=== Begin Enclosure ===

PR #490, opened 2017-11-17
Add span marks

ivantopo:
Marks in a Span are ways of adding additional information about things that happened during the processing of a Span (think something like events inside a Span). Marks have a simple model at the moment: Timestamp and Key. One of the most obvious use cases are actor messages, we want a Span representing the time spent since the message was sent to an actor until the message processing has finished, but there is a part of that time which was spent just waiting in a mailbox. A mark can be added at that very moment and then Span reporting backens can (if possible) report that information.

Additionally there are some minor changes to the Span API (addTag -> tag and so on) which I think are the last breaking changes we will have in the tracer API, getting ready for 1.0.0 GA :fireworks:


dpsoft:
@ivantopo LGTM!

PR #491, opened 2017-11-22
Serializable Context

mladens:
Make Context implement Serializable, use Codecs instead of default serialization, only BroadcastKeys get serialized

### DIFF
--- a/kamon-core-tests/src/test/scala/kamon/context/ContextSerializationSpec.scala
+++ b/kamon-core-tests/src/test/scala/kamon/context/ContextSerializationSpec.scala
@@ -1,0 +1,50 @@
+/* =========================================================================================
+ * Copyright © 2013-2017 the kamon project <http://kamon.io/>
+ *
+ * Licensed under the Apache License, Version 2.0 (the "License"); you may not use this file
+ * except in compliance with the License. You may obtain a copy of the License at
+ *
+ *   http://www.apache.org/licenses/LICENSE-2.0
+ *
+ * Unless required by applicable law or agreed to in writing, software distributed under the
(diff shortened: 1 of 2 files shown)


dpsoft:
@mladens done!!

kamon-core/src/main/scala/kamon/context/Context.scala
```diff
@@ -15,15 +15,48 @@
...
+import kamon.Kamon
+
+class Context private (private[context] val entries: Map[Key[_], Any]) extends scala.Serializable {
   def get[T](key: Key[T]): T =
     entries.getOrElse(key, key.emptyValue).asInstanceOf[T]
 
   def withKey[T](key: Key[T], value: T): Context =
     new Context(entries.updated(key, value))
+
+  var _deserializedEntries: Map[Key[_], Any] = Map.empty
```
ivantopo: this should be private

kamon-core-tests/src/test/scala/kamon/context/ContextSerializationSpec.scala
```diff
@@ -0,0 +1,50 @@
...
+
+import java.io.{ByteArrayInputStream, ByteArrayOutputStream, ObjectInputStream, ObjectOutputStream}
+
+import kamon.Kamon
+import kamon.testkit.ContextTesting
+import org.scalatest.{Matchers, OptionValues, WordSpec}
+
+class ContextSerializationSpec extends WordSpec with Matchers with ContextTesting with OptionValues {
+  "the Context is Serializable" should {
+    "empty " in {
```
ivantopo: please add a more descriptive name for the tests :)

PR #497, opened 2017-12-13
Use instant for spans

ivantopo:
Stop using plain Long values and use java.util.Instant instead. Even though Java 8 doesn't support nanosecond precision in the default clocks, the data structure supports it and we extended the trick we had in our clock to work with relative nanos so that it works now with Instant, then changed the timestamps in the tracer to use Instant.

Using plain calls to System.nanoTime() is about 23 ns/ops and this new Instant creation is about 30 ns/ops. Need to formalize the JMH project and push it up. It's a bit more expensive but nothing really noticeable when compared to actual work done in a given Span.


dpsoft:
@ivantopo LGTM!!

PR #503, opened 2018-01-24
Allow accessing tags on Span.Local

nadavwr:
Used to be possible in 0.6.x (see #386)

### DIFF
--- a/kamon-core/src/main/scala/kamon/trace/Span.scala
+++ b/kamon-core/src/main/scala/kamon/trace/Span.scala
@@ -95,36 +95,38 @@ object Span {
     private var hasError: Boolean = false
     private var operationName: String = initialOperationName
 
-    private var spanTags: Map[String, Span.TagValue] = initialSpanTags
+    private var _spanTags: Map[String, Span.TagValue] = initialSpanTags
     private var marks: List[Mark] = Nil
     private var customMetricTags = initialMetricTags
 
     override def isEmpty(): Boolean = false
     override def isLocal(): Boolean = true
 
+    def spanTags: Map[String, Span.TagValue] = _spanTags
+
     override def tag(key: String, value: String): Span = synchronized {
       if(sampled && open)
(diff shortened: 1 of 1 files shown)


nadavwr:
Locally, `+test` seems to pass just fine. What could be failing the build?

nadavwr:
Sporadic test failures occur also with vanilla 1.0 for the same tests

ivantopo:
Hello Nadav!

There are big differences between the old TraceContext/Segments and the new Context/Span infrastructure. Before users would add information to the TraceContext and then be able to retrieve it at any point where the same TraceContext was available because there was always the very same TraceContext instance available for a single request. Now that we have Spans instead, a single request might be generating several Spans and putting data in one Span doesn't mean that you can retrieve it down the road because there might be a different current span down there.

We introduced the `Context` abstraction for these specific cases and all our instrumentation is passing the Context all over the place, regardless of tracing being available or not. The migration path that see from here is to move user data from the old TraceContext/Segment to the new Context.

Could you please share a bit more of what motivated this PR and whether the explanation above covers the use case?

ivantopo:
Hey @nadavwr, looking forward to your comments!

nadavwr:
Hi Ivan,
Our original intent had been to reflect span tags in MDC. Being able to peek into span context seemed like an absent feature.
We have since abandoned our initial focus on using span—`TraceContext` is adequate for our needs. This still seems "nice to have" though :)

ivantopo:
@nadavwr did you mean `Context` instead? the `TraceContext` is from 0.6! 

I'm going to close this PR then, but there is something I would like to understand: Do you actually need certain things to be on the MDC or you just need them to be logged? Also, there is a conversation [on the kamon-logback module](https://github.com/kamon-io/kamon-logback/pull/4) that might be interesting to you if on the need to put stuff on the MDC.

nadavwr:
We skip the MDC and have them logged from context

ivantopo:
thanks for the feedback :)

=== End Enclosure ===

Track down all lines above with the string "project" and copy them.

Output of the exercise:
+ * Copyright © 2013-2017 the kamon project <http://kamon.io/>
Using plain calls to System.nanoTime() is about 23 ns/ops and this new Instant creation is about 30 ns/ops. Need to formalize the JMH project and push it up. It's a bit more expensive but nothing really noticeable when compared to actual work done in a given Span.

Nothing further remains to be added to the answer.